Trois associations et six particuliers ont engagé des poursuites judiciaires cette semaine contre l’État français, qu'ils accusent de « carences fautives » dans la gestion de la pollution aux substances per- et polyfluoroalkylées, plus connues sous le nom de « polluants éternels » ou PFAS.
Les organisations Générations Futures, Notre Affaire à Tous et Bloom, accompagnées de six victimes résidant dans des zones fortement exposées aux PFAS (le Haut-Rhin et la Haute-Savoie), ont déposé un recours devant le tribunal administratif de Paris. Les requérants dénoncent une inaction de l'État qui perdure, malgré des rapports parlementaires alertant sur les risques sanitaires liés à ces molécules dès 2008.
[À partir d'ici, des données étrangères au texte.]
PR #1621, opened 2025-12-10
refactor: glamor/fb: remove excess 'else' and 'struct' for code readability

GermanAizek:
Reference to PR: https://github.com/X11Libre/xserver/pull/1595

Leur objectif est triple : contraindre l'État à stopper les rejets dans l'environnement, organiser la dépollution des eaux destinées à la consommation humaine et obtenir réparation. La requête demande le versement de 10 000 euros par personne au titre du préjudice d'anxiété et 1 000 euros pour le préjudice moral. N'ayant reçu aucune réponse explicite après leurs demandes indemnitaires adressées en mars à la ministre de l'Environnement et au Premier ministre, les plaignants ont choisi de porter l'affaire devant la justice.
Les PFAS, omniprésents dans la vie quotidienne, sont au cœur d'une controverse sur l'exposition de la population française. Un rapport du Haut-commissariat au plan, publié en octobre 2025, révèle que 24 % des adolescents français présentent des concentrations de PFAS dans le sang dépassant les seuils recommandés par l'Agence européenne de sécurité alimentaire (EFSA). Ce taux est nettement plus élevé qu'en Allemagne (18 %) ou en Espagne (1 %).
Les associations critiquent également la lenteur de mise en œuvre législative. Bien qu'une loi ait été votée en 2024 à l'initiative du député écologiste Nicolas Thierry, les décrets d'application — notamment celui concernant la redevance sur les rejets industriels — ont été reportés, privant les pouvoirs publics de ressources nécessaires à la dépollution.
Le tribunal administratif devra désormais statuer sur les suites à donner à cette procédure, dans un contexte où la pression citoyenne pour un encadrement strict des « polluants éternels » s'intensifie.